◆ REQUIRED ACTION ◆
Report each line of the data below in which "sending" appears.

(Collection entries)
[Start of section]
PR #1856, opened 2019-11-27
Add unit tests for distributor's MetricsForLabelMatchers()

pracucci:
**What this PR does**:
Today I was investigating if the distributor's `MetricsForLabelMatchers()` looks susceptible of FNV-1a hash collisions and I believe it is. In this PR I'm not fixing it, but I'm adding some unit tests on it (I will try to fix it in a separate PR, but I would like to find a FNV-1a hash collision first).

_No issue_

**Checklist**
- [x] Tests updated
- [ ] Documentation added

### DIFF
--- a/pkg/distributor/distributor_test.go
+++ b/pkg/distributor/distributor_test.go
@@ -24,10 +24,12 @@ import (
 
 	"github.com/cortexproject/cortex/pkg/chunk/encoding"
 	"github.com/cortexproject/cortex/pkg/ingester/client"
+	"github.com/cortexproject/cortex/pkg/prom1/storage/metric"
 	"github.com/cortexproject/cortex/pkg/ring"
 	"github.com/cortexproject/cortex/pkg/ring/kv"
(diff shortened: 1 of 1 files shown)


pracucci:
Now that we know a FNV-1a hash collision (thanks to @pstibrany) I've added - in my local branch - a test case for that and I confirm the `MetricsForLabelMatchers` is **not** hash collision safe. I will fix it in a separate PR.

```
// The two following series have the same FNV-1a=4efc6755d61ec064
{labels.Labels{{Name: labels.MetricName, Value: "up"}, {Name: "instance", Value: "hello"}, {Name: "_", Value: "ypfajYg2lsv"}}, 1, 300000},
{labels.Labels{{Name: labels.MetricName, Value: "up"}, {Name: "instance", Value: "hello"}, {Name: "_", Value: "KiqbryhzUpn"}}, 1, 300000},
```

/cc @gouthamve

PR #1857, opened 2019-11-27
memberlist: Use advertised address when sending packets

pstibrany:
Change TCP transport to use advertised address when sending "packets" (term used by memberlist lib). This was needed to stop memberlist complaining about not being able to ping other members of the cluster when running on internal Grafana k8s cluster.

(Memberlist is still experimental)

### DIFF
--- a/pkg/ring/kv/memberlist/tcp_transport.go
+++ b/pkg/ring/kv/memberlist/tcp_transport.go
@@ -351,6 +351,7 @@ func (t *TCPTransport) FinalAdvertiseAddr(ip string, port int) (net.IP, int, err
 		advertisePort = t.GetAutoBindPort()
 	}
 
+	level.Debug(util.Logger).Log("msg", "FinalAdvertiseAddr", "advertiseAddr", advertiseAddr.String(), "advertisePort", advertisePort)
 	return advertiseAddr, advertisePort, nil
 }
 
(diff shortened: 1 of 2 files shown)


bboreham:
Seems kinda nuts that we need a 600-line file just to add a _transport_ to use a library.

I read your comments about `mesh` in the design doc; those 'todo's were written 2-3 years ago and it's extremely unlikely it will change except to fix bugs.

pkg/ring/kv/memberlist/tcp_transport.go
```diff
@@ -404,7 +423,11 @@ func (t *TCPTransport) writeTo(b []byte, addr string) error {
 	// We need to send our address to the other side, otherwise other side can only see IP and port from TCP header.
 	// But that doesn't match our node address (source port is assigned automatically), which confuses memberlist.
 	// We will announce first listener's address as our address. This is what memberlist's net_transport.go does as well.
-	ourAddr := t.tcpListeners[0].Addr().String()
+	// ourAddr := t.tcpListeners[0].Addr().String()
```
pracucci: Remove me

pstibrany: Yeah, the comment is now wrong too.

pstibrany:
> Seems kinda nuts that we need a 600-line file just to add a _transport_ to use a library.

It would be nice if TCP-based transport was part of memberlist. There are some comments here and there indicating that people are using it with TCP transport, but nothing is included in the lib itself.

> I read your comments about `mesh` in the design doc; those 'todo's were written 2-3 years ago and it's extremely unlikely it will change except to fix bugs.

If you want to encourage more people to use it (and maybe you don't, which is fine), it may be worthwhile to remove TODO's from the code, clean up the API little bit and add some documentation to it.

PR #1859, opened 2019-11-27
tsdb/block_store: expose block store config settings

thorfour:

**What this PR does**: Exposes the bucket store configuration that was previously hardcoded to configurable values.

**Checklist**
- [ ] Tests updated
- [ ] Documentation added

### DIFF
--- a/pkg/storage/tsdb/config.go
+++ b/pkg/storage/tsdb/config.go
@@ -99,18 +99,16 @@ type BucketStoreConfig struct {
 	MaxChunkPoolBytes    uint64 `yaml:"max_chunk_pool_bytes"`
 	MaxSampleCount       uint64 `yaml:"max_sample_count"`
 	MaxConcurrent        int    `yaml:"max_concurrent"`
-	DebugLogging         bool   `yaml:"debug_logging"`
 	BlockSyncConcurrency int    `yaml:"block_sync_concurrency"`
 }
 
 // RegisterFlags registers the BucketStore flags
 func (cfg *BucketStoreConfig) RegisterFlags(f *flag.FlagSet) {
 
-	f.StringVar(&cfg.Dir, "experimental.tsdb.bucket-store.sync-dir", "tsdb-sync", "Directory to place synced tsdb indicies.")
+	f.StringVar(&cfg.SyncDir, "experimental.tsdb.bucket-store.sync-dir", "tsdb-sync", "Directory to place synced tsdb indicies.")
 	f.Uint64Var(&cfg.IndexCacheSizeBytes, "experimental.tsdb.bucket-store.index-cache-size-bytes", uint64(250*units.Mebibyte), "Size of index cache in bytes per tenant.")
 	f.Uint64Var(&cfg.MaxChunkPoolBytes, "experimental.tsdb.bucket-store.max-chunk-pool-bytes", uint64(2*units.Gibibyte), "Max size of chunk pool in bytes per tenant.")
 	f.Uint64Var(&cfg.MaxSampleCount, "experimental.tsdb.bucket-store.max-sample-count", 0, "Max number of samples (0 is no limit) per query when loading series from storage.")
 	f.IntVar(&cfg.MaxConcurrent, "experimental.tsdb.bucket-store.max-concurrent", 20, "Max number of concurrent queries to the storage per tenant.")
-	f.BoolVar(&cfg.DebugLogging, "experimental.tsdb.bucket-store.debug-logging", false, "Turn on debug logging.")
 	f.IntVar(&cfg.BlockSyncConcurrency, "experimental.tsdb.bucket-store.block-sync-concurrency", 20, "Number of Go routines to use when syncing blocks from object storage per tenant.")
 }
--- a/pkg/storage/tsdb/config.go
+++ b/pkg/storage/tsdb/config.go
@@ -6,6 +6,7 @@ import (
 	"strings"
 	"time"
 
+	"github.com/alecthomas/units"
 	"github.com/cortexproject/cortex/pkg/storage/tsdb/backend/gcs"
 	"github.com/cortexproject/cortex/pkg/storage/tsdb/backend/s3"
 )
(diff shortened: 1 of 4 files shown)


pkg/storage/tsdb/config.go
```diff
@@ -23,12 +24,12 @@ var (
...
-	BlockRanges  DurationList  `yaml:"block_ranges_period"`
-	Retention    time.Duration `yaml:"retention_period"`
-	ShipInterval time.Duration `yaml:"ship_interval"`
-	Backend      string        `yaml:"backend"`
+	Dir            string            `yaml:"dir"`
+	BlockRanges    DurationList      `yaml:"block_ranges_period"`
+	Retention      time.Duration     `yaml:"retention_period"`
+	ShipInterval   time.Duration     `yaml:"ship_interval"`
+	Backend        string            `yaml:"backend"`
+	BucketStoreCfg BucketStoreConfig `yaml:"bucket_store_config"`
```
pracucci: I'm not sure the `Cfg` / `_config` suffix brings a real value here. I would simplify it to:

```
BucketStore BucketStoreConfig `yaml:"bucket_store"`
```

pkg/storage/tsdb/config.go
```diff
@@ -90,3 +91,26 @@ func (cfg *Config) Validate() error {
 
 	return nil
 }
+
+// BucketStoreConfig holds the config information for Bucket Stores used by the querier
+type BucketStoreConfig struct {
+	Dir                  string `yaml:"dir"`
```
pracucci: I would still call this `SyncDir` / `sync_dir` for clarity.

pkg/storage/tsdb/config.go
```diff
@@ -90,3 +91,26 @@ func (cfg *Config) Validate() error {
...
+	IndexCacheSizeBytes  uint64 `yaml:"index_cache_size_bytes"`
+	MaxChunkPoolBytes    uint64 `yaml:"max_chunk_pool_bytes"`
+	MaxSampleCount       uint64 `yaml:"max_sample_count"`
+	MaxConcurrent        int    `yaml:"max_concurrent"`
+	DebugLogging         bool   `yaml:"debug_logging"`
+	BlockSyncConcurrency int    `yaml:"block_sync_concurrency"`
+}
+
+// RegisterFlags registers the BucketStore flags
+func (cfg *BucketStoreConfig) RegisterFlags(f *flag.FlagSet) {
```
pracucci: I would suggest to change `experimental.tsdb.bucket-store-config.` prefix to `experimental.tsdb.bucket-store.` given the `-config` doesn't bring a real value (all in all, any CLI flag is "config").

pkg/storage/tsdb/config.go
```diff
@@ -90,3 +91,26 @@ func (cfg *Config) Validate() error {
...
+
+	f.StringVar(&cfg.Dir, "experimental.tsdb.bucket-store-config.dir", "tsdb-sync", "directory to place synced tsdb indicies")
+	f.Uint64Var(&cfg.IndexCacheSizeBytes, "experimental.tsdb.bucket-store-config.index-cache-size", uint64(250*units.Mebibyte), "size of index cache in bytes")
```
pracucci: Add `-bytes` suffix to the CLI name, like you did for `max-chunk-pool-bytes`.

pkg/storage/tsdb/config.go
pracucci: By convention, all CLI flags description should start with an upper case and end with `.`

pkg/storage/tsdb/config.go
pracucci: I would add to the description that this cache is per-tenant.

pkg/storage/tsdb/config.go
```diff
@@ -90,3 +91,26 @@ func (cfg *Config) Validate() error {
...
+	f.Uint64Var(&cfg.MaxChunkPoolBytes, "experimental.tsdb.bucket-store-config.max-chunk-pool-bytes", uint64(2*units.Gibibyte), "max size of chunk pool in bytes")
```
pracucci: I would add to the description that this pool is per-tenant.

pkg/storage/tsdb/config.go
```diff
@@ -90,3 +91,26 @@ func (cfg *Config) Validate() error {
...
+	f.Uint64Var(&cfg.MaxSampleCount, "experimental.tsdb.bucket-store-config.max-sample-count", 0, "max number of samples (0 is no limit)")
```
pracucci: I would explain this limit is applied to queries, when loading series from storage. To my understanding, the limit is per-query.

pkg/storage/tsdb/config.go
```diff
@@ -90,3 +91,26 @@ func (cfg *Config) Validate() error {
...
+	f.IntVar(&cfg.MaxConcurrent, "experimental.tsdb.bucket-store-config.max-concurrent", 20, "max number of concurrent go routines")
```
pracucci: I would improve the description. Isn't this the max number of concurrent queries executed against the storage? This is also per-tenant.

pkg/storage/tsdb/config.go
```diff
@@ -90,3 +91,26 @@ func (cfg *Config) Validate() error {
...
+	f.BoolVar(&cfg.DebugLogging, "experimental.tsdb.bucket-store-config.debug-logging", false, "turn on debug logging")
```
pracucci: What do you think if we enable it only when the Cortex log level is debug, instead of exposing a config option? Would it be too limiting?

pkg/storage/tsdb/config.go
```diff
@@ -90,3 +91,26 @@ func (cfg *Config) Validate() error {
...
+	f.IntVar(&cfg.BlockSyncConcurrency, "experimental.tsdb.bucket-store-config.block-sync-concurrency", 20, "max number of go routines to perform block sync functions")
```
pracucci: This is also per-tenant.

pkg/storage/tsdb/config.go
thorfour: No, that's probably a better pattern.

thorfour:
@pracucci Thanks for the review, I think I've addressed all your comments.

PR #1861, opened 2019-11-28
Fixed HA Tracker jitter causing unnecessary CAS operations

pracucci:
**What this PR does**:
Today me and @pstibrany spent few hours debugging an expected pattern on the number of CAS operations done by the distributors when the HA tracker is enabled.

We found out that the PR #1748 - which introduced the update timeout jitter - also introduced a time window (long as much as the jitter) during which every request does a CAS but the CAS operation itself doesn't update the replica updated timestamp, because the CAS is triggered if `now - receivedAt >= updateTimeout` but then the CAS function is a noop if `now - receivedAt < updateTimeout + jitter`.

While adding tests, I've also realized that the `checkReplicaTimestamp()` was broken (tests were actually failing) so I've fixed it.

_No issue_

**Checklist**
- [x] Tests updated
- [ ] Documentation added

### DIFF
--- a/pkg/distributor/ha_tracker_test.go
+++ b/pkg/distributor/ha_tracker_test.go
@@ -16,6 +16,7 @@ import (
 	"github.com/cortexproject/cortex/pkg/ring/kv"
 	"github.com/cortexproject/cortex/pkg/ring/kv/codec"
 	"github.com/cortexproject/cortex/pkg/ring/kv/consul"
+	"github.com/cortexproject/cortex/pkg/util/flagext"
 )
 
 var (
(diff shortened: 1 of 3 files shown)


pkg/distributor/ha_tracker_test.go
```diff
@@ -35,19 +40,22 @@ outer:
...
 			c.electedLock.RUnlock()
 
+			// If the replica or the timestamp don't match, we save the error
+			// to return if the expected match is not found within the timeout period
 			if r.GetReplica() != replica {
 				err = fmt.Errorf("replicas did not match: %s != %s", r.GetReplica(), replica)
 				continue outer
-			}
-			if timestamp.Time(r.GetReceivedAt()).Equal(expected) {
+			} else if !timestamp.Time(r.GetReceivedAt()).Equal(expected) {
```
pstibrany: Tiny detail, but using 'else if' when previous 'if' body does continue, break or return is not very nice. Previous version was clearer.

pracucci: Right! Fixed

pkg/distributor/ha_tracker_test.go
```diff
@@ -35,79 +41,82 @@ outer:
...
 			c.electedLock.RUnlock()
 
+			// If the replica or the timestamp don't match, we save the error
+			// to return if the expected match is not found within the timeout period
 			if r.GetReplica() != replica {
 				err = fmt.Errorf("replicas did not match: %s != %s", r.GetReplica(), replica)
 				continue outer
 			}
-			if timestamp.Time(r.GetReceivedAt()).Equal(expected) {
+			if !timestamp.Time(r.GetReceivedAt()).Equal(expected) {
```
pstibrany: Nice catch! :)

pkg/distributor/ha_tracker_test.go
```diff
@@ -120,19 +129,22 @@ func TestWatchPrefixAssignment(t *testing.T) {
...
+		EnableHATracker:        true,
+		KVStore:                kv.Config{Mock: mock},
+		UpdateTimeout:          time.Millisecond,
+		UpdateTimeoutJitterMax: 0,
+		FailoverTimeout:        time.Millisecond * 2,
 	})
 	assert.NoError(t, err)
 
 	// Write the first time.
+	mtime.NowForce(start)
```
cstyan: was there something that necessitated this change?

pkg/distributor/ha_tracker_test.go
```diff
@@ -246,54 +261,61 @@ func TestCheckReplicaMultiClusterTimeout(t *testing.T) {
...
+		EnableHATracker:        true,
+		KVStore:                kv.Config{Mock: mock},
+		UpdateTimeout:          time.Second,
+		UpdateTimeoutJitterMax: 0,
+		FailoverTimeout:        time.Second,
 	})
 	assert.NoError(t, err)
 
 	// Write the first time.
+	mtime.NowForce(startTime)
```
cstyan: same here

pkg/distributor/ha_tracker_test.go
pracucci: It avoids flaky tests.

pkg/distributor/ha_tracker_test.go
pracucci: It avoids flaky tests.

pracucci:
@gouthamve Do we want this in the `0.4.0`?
[End of section]
◆ TASK RESPONSE ◆
memberlist: Use advertised address when sending packets
Change TCP transport to use advertised address when sending "packets" (term used by memberlist lib). This was needed to stop memberlist complaining about not being able to ping other members of the cluster when running on internal Grafana k8s cluster.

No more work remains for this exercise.